Alignement Editor) et son programme intégré CLUSTAL W. Les régions des séquences

présentant une ambiguïté ont été corrigées manuellement afin d’avoir des séquences

homologues devant permettre de reconstruire les relations évolutives entre les virus.

L’analyse phylogénique était basée sur le génome complet ainsi que les quatre cadres de

lecture chevauchants correspondant aux gènes préS1/préS2, S, préC/C et X. Soixante dix

huit (78) souches de référence représentant les huit génotypes connus, ainsi que des

souches de référence du génotype A1 d’Afrique de l’Ouest ; E, D3 et D4 de l’Afrique du

Sud et de l’Afrique de l’Est (Hannoun et al., 2005; Mulders et al., 2004; Sugauchi et

al., 2003) ont été incluses.

Les arbres phylogénétiques ont été construits avec le logiciel MEGA version 3.0, en

utilisant la méthode du plus proche voisin ou « Neighbour-joining » et le modèle de

correction de Kimura à 2 paramètres (K2P) pour le calcul des distances. Les valeurs

statistiques placées sur les nœuds sont calculées par le bootstrap (méthode statistique qui

estime la robustesse de l’arbre et des branches), en comparant 1000 fois la séquence de

chaque souche à celles des autres. Si un arbre est robuste, c'est-à-dire fortement soutenu

par les données, alors sa variabilité sera faible.
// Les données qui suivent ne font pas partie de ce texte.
PR #889, opened 2019-04-29
Add Node 12 to CI

twiss:


twiss:
Hey :wave: No particular rationale - since it's only used in the browser tests I thought it didn't really matter, but if you'd like to bump it up I'd be happy to merge a PR for that. Due to the way that `allow_failures` matching works, you could even do something like `"12.0"` or `"node"` (latest version) I think - as long as the node test for 12 and the browser tests have a different string value, the `allow_failures` should work correctly. Or you could do it the other way around - `node` instead of `12` for testing node, and then `12` instead of `9` for testing browsers, if you prefer.

PR #892, opened 2019-05-01
Fix uid format

### LINKED ISSUE #891: uid generated by address-rfc2822 is not compatible with GnuPG
`address-rfc2822` generates uid (reformatted address) in the following format:
```
$name <$email> ($comment)
```
Though it's legal per RFC, `GnuPG` prefers a different format, which is also more nature:
```
$name ($comment) <$email>
```
As a result, `GnuPG` treats the entire `$name <$email>` part as the name, causing email to be empty:

image

```
$ gpg --list-keys

/Users/si/.gnupg/pubring.kbx
----------------------------
pub   ed25519 2019-05-01 [SC]
      98526DA660B1E0AB0664F84A07E8AEA47F54E033
uid           [ultimate] Si Feng <_@feng.si> (冯思)
sub   cv25519 2019-05-01 [E]
```

**And this is what should show up in GnuPG if the uid is formatted correct:**

image

```
$ gpg --list-keys

/Users/si/.gnupg/pubring.kbx
----------------------------
pub   ed25519 2019-05-01 [SC]
      41D7B303919795417785F37D0D1DF53EE67E5867
uid           [ultimate] Si Feng (冯思) <_@feng.si>
sub   cv25519 2019-05-01 [E]
```

fengsi:
This fixes #891.

### DIFF
--- a/src/util.js
+++ b/src/util.js
@@ -652,11 +652,23 @@ export default {
    * Format user id for internal use.
    */
   formatUserId: function(id) {
-    // name and email address can be empty but must be of the correct type
-    if ((id.name && !util.isString(id.name)) || (id.email && !util.isEmailAddress(id.email))) {
+    // name, email address and comment can be empty but must be of the correct type
+    if ((id.name && !util.isString(id.name)) ||
+        (id.email && !util.isEmailAddress(id.email)) ||
+        (id.comment && !util.isString(id.comment))) {
       throw new Error('Invalid user id format');
     }
-    return new rfc2822.Address(id.name, id.email, id.comment).format();
+    const components = [];
+    if (id.name) {
+      components.push(id.name);
+    }
+    if (id.comment) {
+      components.push(`(${id.comment})`);
+    }
+    if (id.email) {
+      components.push(`<${id.email}>`);
+    }
+    return components.join(' ');
   },
 
   /**
--- a/test/general/key.js
+++ b/test/general/key.js
@@ -1737,7 +1737,49 @@ function versionSpecificTests() {
     return openpgp.generateKey(opt).then(function(key) {
       key = key.key;
       expect(key.users.length).to.equal(1);
-      expect(key.users[0].userId.userid).to.equal('test <a@b.com> (test comment)');
+      expect(key.users[0].userId.userid).to.equal('test (test comment) <a@b.com>');
+      expect(key.users[0].userId.name).to.equal(userId.name);
+      expect(key.users[0].userId.email).to.equal(userId.email);
+      expect(key.users[0].userId.comment).to.equal(userId.comment);
+    });
+  });
+
+  it('Generate key - single userid (all missing)', function() {
+    const userId = { name: '', email: '', comment: '' };
+    const opt = {numBits: 512, userIds: userId, passphrase: '123'};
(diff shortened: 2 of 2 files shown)


twiss:
:+1: Thanks!

toberndo:
RFC2822 defines [quoted strings](https://tools.ietf.org/html/rfc2822#section-3.2.5). A name that has special characters will be put in `"`. rfc2822-address does this here: https://github.com/haraka/node-address-rfc2822/blob/master/index.js#L107
Was it intentional that this PR removes quoting of names?

fengsi:
@toberndo no - this PR only tried to fix comment location per GnuPG conventions.  Please feel free to fix the name quoting.  Sorry for missing that.
BTW, regarding [RFC 2822](https://tools.ietf.org/html/rfc2822) - shouldn't we use [RFC 5322](https://tools.ietf.org/html/rfc5322) instead?  That was one of the reasons I wanted to get rid of `address-rfc2822`...

twiss:
We could also fork address-rfc2822, switch the order there, and go back to using that. Or use a different library. Proposals or PRs welcome, but I'll probably do the former if nobody makes one ^.^

toberndo:
To my understanding GPG does not do any quoting. And as a result applications based on GPG like GPGTools will show quoted names between `"` (which is problematic in the UI when you want to sort by name). So in that sense this PR aligns OpenPGP.js with the GPG encoding.
So far in Mailvelope we have used the Google Closure library for name-addr parsing which seems to closer to RFC5322 (?). For this I extracted the `goog.format.EmailAddress` with all dependencies into a new file: https://github.com/mailvelope/mailvelope/blob/master/src/modules/closure-library/closure/goog/emailaddress.js. But it does not support a separate comment property.

twiss:
> To my understanding GPG does not do any quoting. And as a result applications based on GPG like GPGTools will show quoted names between " (which is problematic in the UI when you want to sort by name). So in that sense this PR aligns OpenPGP.js with the GPG encoding.

Thanks for the info. That then makes me think we should keep it as-is, although we should probably also throw when trying to generate a user ID with invalid characters (e.g. `"`) in names and such.

> So far in Mailvelope we have used the Google Closure library for name-addr parsing

OpenPGP.js exposes address-rfc2822's parser as `openpgp.util.parseUserId`, which seems to support both, perhaps you could use that? It also parses user IDs by default, you can access the result with `key.users[*].userId.name`, `.comment`, `.email`.

toberndo:
> OpenPGP.js exposes address-rfc2822's parser as openpgp.util.parseUserId, which seems to support both, perhaps you could use that?

It does not parse some edge cases correctly, in my set of test keys I got better results with `goog.format.EmailAddress` (would need to check what exactly was the issue). Currently we check if `key.users[*].userId.name` or `.email` is available and if not fall back to `goog.format.EmailAddress`.

By the way, a related issue: I think it is not optimal to use at https://github.com/openpgpjs/openpgpjs/blob/master/src/key.js#L1481 the format method (which uses util.parseUserId and util.formatUserId) to create a reformatted userId. For a userId  `<text@example.com>` for example the input userId will not be the same as the output. Here I think the original userId should be used, without parsing.

PR #899, opened 2019-05-09
add options.fetchOpts to HKP.lookup() method for fetch() call

nicholatian:
Hi. This is a quick PR to allow secure key server lookups to work with custom CAs, using the agent option in fetch(). I need to use SKS’ custom CA for HKPS, and prior to this change OpenPGP.js inadvertently obstructs me from informing `fetch` of these CAs to accept. If there’s anything else needing done please let me know, but otherwise I look forward to seeing this merged for everyone.


twiss:
Hi! It seems like you could monkey-patch this by doing something like
```js
const hkp = new openpgp.HKP();
const fetch = hkp._fetch;
hkp._fetch = url => fetch(url, fetchOptions);
hkp.lookup(...);
```
The option you mentioned is specific to node-fetch, whereas OpenPGP.js can also be used in the browser, where it is not available. So adding an option just for that seems a bit overkill if we can do without.

nicholatian:
Alright, noted. I managed to get HKPS working some other way still, so I guess this wasn't needed after all. Thanks for the response! Closing...

PR #911, opened 2019-06-21
Node detection: base on process instead of window

schantaraud:


twiss:
Thanks! Could you un-commit the `dist` files? They'll be updated at release.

Par contre si un arbre est peu robuste il

aura une grande variabilité. Ainsi, une valeur de bootstrap de 100% est équivalente à un

nœud vrai ou robuste. Les phylogrammes ont été visualisés grâce au programme

«TREEVIEW».

Les recombinaisons ont été identifiées en construisant des arbres phylogénétiques

séparés des différents gènes ou des segments de gène. Il est admis qu’un évènement de

recombinaison a eu lieu chaque fois qu’un fragment génomique se regroupe avec des

génotypes différents. Ces séquences ont aussi été analysées par la méthode de

comparaison des points (ou de régions) de similarité (Similarity plots ou SimPlot). Le

Simplot est une méthode qui permet une visualisation graphique de la comparaison

globale de deux séquences. Les deux séquences à comparer sont placées le long des axes

d’un graphique. L’intersection de chaque colonne et de chaque ligne est marquée d’un

point si la lettre (ou la région) est la même dans les deux séquences (points de

similitudes, région de similarité). La similarité entre séquences se traduit par une suite de

points alignés : la diagonale en cas d’identité parfaite, un décalage par rapport à la

diagonale indique une insertion (ou une délétion) et une inversion franche de

l’orientation traduit une inversion d’une région d’ADN.